Monday, February 28, 2005

We Know Good

I know some.
I don’t know most.

I know a little bit about a lot,
but nothing about most.

I know things I know I don’t know
and don’t know things I know I know.

There are things I think I don’t know,
but I know them if I sit still.

There are things I think I’ve missed
that are under my nose.

To know so little about what matters most,
yet presume priorities.
Silly boy.

You think you know good.

Saturday, February 26, 2005

Fun With Homophones

I was in Central park today, and I twisted my ankle, and I learned something new - icy stairs are only marginally better than icy stares.

Five-Seven-Five

Admiring fools
they emulate their idols
in all the wrong ways.

Sunday, February 20, 2005

A Lamp And Some Wheat Paste

Alexander the Great was reported to have said, "Had I not been Alexander, I should have liked to be Diogenes."

Once, while Diogenes was sunning himself, Alexander came up to him and offered to grant him any request.

"Stand out of my light," he replied.

When asked why he went about with a lamp in broad daylight, Diogenes professed, "I am looking for an honest man."

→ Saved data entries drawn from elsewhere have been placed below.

Issue #581, opened 2023-07-27
Refactor Tekton plugin so it uses `plugin/shared-react` instead of custom code


tumido:
Part of epic: https://github.com/janus-idp/backstage-plugins/issues/580

This mainly affects files for:
- `PipelineRun`
- `pipeline-utils`
- `taskRun`
- `tekton-utils`
- `computedStatus`
- `CamelCaseWrap`

Reference:
https://sonarcloud.io/component_measures?metric=duplicated_lines&view=list&id=janus-idp_backstage-plugins

https://sonarcloud.io/component_measures?metric=duplicated_files&view=list&id=janus-idp_backstage-plugins

PR #623, opened 2023-08-07
fix(tekton): use shared-react package

debsmita1:
Resolves:
https://github.com/janus-idp/backstage-plugins/issues/581


invincibleJai (approved):
LGTM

I saw an advertisement posted on a news box last night, and it struck me as part of a blessed breed - unintentionally honest. It said:

Injury Benefits Lawyers

Read it to yourelf; It's all in the inflection.

How true. I guess this is a salve to all my tort-reform friends.

Monday, February 14, 2005

I've Got My Valentine's Day Heart On

Damn. A fat little curly-haired dude in a diaper rolled up on me tonight with a bow and some arrows.

I had to fuck him up.

Film at 11.

Saturday, February 12, 2005

Don't Sleep In The Subway

I’m walking to potluck tonight, heading west on 23rd street, hyped up on a grande and playing Chatty Cathy with my good friend CM when I see the day's award winner. There's usually one a day, minimum.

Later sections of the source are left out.